I’m often asked how I continue to motivate myself to workout on a regular basis and commit to exercise while juggling kids and work. While I believe it has a lot to do with making fitness a priority, there are other factors involved with maintaining a focus on fitness. Today I’m sharing some of the ways I’ve learned to commit to my weekly workouts and stay motivated to exercise.
1. Plan, plan, plan!
Every Sunday I spend some time reviewing my calendar for the week ahead. Since I am old school, I use my Kate Spade planner to keep track of all my appointments. In addition to scheduling my work commitments, school events, and personal appointments, I make sure to plan my workouts for the upcoming week.
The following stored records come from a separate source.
PR #2630, opened 2022-01-12
refactor(engine-core): Simplify props and attrs patching

pmdartus:
## Details

This PR removes some of the duplicated code related to attributes and properties patching. Patching attributes and properties are now done by a single function called `patchElementPropsAndAttrs`:
- combine logic for standard elements and custom elements patching
- removes the concept of create and update hooks

This PR changes the order in which the props and attributes are set after the element creation.

**Before:** Static and dynamic attributes patching are interleaved.
- Event listeners (create)
- Attributes (created & update)
- Props (create & update)
- Static class names (create)
- Dynamic class names (create & update)
- Static styles (create)
- Dynamic styles (create & update)

**After:** All the static patching is done first (only at creation) and then all the dynamic patching.
- Event listeners (create)
- Static class names (create)
- Static styles (create)
- Attributes (created & update)
- Props (create & update)
- Dynamic class names (create & update)
- Dynamic styles (create & update)

While both patching order results in the same runtime behavior. This directly impacts the order in which attributes are serialized (see SSR snapshot tests updates for more details).

## GUS work item
W-10409559

### DIFF
--- a/packages/@lwc/engine-core/src/framework/modules/attrs.ts
+++ b/packages/@lwc/engine-core/src/framework/modules/attrs.ts
@@ -5,16 +5,18 @@
  * For full license text, see the LICENSE file in the repo root or https://opensource.org/licenses/MIT
  */
 import { assert, isNull, isUndefined, keys, StringCharCodeAt } from '@lwc/shared';
+
 import { setAttribute, removeAttribute } from '../../renderer';
+import { VElement } from '../../3rdparty/snabbdom/types';
+
 import { unlockAttribute, lockAttribute } from '../attributes';
 import { EmptyObject } from '../utils';
-import { VElement } from '../../3rdparty/snabbdom/types';
 
 const xlinkNS = 'http://www.w3.org/1999/xlink';
 const xmlNS = 'http://www.w3.org/XML/1998/namespace';
 const ColonCharCode = 58;
 
-function updateAttrs(oldVnode: VElement, vnode: VElement) {
+export function patchAttributes(oldVnode: VElement | null, vnode: VElement) {
     const {
         data: { attrs },
     } = vnode;
@@ -22,9 +24,9 @@ function updateAttrs(oldVnode: VElement, vnode: VElement) {
     if (isUndefined(attrs)) {
         return;
     }
-    let {
-        data: { attrs: oldAttrs },
-    } = oldVnode;
+
+    let oldAttrs = isNull(oldVnode) ? undefined : oldVnode.data.attrs;
+
     if (oldAttrs === attrs) {
         return;
     }
@@ -64,10 +66,3 @@ function updateAttrs(oldVnode: VElement, vnode: VElement) {
         }
     }
 }
-
-const emptyVNode = { data: {} } as VElement;
-
-export default {
-    create: (vnode: VElement) => updateAttrs(emptyVNode, vnode),
-    update: updateAttrs,
-};
--- a/packages/@lwc/engine-core/src/framework/modules/attrs.ts
+++ b/packages/@lwc/engine-core/src/framework/modules/attrs.ts
@@ -17,40 +17,30 @@ const xmlNS = 'http://www.w3.org/XML/1998/namespace';
 const ColonCharCode = 58;
 
 export function patchAttributes(oldVnode: VElement | null, vnode: VElement) {
-    const {
-        data: { attrs },
-    } = vnode;
-
+    const { attrs } = vnode.data;
     if (isUndefined(attrs)) {
         return;
     }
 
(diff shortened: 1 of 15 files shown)


packages/@lwc/engine-core/src/framework/modules/events.ts
```diff
@@ -53,16 +19,10 @@ function createAllEventListeners(vnode: VNode) {
...
 
-    const listener: VNodeEventListener = ((vnode as InteractiveVNode).listener = createListener());
-    listener.vnode = vnode;
-
-    let name;
-    for (name in on) {
-        addEventListener(elm, name, listener);
+    for (const name in on) {
+        const handler = on[name];
+        addEventListener(elm, name, (event: Event) => {
```
jodarove, line 24: Some questions:

1. before we used to have 1 handler for all events, now we have 1 handler per event (as many handlers as events). Pls, confirm.
2. why can we skip `on && on[type]` check?
3. why not just do `renderer.addEventListener(elm, name, handler);`?

packages/@lwc/engine-core/src/framework/modules/attrs.ts
```diff
@@ -5,26 +5,28 @@
...
     } = vnode;
 
     if (isUndefined(attrs)) {
         return;
     }
-    let {
-        data: { attrs: oldAttrs },
-    } = oldVnode;
+
+    let oldAttrs = isNull(oldVnode) ? undefined : oldVnode.data.attrs;
```
nolanlawson, line 28: This is a bit confusing. If `attrs` is undefined, then we've already returned on line 25, so there's no need to set `oldAttrs` to undefined and compare it to `attrs`.

I know this is equivalent to the old code; I just wonder if maybe we need a code comment or something here to explain it, or to refactor the if/else logic. E.g.:

```js
if (!isNull(oldVnode) && oldVnode.data.attrs === attrs) {
  return
}
```

packages/@lwc/engine-core/src/framework/modules/events.ts
nolanlawson: For # 2, if we've gotten to line 23, then `on` must be defined (`for (const name in undefined) {}` would never iterate otherwise).

For # 3 I agree unless there's a good reason.

For # 1 we're still calling `Node.prototype.addEventListener` the same number of times, so I would imagine there isn't a big perf implication. Although we are creating multiple functions when we used to just create one. (# 3 would fix that.)

packages/@lwc/engine-core/src/framework/modules/props.ts
```diff
@@ -14,13 +15,13 @@ function isLiveBindingProp(sel: string, key: string): boolean {
...
-function update(oldVnode: VElement, vnode: VElement) {
+export function patchProps(oldVnode: VElement | null, vnode: VElement) {
     const props = vnode.data.props;
-
     if (isUndefined(props)) {
         return;
     }
-    const oldProps = oldVnode.data.props;
+
+    const oldProps = isNull(oldVnode) ? undefined : oldVnode.data.props;
```
nolanlawson, line 24: Same comment about `props` never being `undefined` here.

nolanlawson (approved):
Minor nitpicks, otherwise LGTM!

packages/@lwc/engine-core/src/framework/modules/events.ts
jodarove: about 2), `const a = {a: 'b', b: undefined };for (const n in a) { console.log(n); };` does loop over prop `b`, but i think they are always defined since `vnode.data.on` contains the template event listeners, which are our bound event listeners.

jodarove (approved):

packages/@lwc/engine-core/src/framework/modules/attrs.ts
pmdartus: I refactored the code, by setting `oldAttrs` to an `EmptyObject` instead of `undefined`. Let me know if it makes it more readable.

packages/@lwc/engine-core/src/framework/modules/props.ts
```diff
@@ -4,53 +4,50 @@
...
         return;
     }
 
     if (process.env.NODE_ENV !== 'production') {
         assert.invariant(
-            isUndefined(oldProps) || keys(oldProps).join(',') === keys(props).join(','),
+            oldProps === EmptyObject || keys(oldProps).join(',') === keys(props).join(','),
             'vnode.data.props cannot change shape.'
         );
     }
```
pmdartus, line 36: This condition will never be true as long as the VNodes are generated by the template compiler. I do recall we added this assertion when we were still investing in how to compile HTML to JavaScript. I don't think those checks are necessary anymore.

It's certainly something that I will remove in a follow up PR.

While I typically stick to the same schedule/classes, sometimes I will have a conflict and need to restructure my days so that I can squeeze in a CrossFit class, home workout, or a run. But I have found that I am MUCH more likely to stick to my weekly workouts if I take some time to plan in advance.
2. Pay (and sign up) for classes and training in advance.
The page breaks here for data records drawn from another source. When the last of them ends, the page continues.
PR #2631, opened 2022-01-13
refactor(engine-core): Expose single entrypoint into the diffing algo

pmdartus:
## Details

The diffing algo exposes multiple entry points today: `updateDynamicChildren` and `updateStaticChildren`. This PR abstracts that away and exposes a single entry point called `patchChildren`. 

This PR also moves the `allocateInSlot` function into `hooks.ts`. This method is a diffing algo internal detail and has nothing to do with the VM itself.

## GUS work item
W-10409559

### DIFF
--- a/packages/@lwc/engine-core/src/framework/hooks.ts
+++ b/packages/@lwc/engine-core/src/framework/hooks.ts
@@ -440,9 +440,6 @@ export function removeElmHook(vnode: VElement) {
     }
 }
 
-// slow path routine
-// NOTE: we should probably more this routine to the synthetic shadow folder
-// and get the allocation to be cached by in the elm instead of in the VM
 function allocateInSlot(vm: VM, children: VNodes) {
     const { cmpSlots: oldSlots } = vm;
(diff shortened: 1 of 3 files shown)


packages/@lwc/engine-core/src/framework/hooks.ts
```diff
@@ -436,6 +440,55 @@ export function removeElmHook(vnode: VElement) {
     }
 }
 
+// slow path routine
+// NOTE: we should probably more this routine to the synthetic shadow folder
```
jodarove, line 444:
```suggestion
// NOTE: we should probably move this routine to the synthetic shadow folder
```

jodarove (approved):

packages/@lwc/engine-core/src/framework/hooks.ts
pmdartus: This entire comment is outdated, now that we are using this code path for light DOM slotting. Let me get rid of it.

nolanlawson (approved):

caridy (commented):
LGTM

This works really well if you plan to attend group classes during the week. Most studio around here fill up fast and you need to sign up ahead of time to secure your spot. This has the added benefit of keeping you accountable since there is often a penalty or fee for cancelling within a certain window of time. Additionally, if you have a gym membership or a personal trainer, paying for both up front will keep you committed. I wouldn’t want to waste money on an unused gym membership and I sure as heck wouldn’t want to lose a training session.
3. Block the time on your calendar.
I can’t stress this one enough! Schedule your workouts ahead of time and treat them as you would any other appointment. Try your best to keep every appointment you make. Of course, things come up and you may need to miss a workout here or there, but your scheduled time should be valued in the same way as you would a work meeting or doctor’s appointment. And if you have the time blocked on your calendar then you are more likely to honor that appointment.
4. Find friends and coaches that will keep you accountable.
If you find it difficult to motivate yourself to workout on your own, try to partner up with friends, family, or colleagues. Personally, if I know others are relying on me then I’m less likely to skip. Similarly, I know that my CrossFit coaches would start to notice if I did not show up for my usual classes (I hear that’s pretty typical in the community). Having trainers/coaches who will keep you accountable (and lay on the guilt!) is great for motivation and encouragement.
5. Practice gratitude.
It’s easy to take movement for granted. Sometimes we get caught up in a routine and forget how fortunate we are to be active. I’ve been injured numerous times, and at one point I was told I would probably never run pain-free again. All that has changed for me and I’ve been able to workout and run on a regular basis (and pain-free) for quite a while now. Sometimes I still get emotional while running when I look back on those days when I couldn’t do anything without pain. I try to remind myself that movement is a gift and to remain deeply grateful for what my body can do.